DIRECTIONS:
Lines from the records below that contain the word "have" are to be copied out.

········

PR #501, opened 2024-08-05
Add a summary success message for each stats SQL group

misolt:
The task of determining if a given SQL group was successful is complicated from the user's perspective.
For example, if they want to determine whether CDBs AWR data will be available in the archive, they need to:
- go through the list of all task statuses
- find the ones which refer to CDBs and have AWR as their statsSource
- ensure that the status is either SUCCEEDED or SKIPPED for each task

Use existing Dumper mechanisms to simplify this process. Provide a summary for each group so that after successful extraction of data from an entire SQL group, an informational message will be printed, e.g:
```
* Task SUCCEEDED (OPTIONAL) Load AWR data (cdb version).
```

This is similar to what's done in OracleMetadataConnector, with two differences: the message is also shown on success and its location is in the task list instead of in the logs.

### DIFF
--- a/dumper/app/src/main/java/com/google/edwmigration/dumper/application/dumper/connector/oracle/task/VoidTask.java
+++ b/dumper/app/src/main/java/com/google/edwmigration/dumper/application/dumper/connector/oracle/task/VoidTask.java
@@ -1,0 +1,33 @@
+/*
+ * Copyright 2022-2024 Google LLC
+ * Copyright 2013-2021 CompilerWorks
+ *
+ * Licensed under the Apache License, Version 2.0 (the "License");
+ * you may not use this file except in compliance with the License.
+ * You may obtain a copy of the License at
+ *
+ *     http://www.apache.org/licenses/LICENSE-2.0
+ *
+ * Unless required by applicable law or agreed to in writing, software
+ * distributed under the License is distributed on an "AS IS" BASIS,
+ * WITHOUT WARRANTIES OR CONDITIONS OF ANY KIND, either express or implied.
+ * See the License for the specific language governing permissions and
+ * limitations under the License.
+ */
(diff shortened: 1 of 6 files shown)


dumper/app/src/main/java/com/google/edwmigration/dumper/application/dumper/connector/oracle/task/VoidTask.java
```diff
@@ -0,0 +1,33 @@
...
+ * limitations under the License.
+ */
+package com.google.edwmigration.dumper.application.dumper.connector.oracle.task;
+
+import com.google.edwmigration.dumper.application.dumper.task.Task;
+import com.google.edwmigration.dumper.application.dumper.task.TaskRunContext;
+import javax.annotation.ParametersAreNonnullByDefault;
+
+@ParametersAreNonnullByDefault
+abstract class VoidTask implements Task<Void> {
```
dawidxc, line 24: Optional: It's not very important, but I would slightly suggest renaming the class to `NoResultTask`, because it seems to me that the point of introducing this class is that you are trying to avoid `Void` (even though it's a generic of the implemented interface), so I would emphasize in the name that the reason is to have "no result".

dawidxc (approved):

dumper/app/src/main/java/com/google/edwmigration/dumper/application/dumper/connector/oracle/task/VoidTask.java
misolt: Done
Avoiding the generic with `Void` is the intention, because `Task<Void>` is a very common type of usage. In this case having the generic doesn't really benefit us, but it adds a bit more complexity to the API.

········

RESPONSE TO THIS EXERCISE:
- find the ones which refer to CDBs and have AWR as their statsSource
dawidxc, line 24: Optional: It's not very important, but I would slightly suggest renaming the class to `NoResultTask`, because it seems to me that the point of introducing this class is that you are trying to avoid `Void` (even though it's a generic of the implemented interface), so I would emphasize in the name that the reason is to have "no result".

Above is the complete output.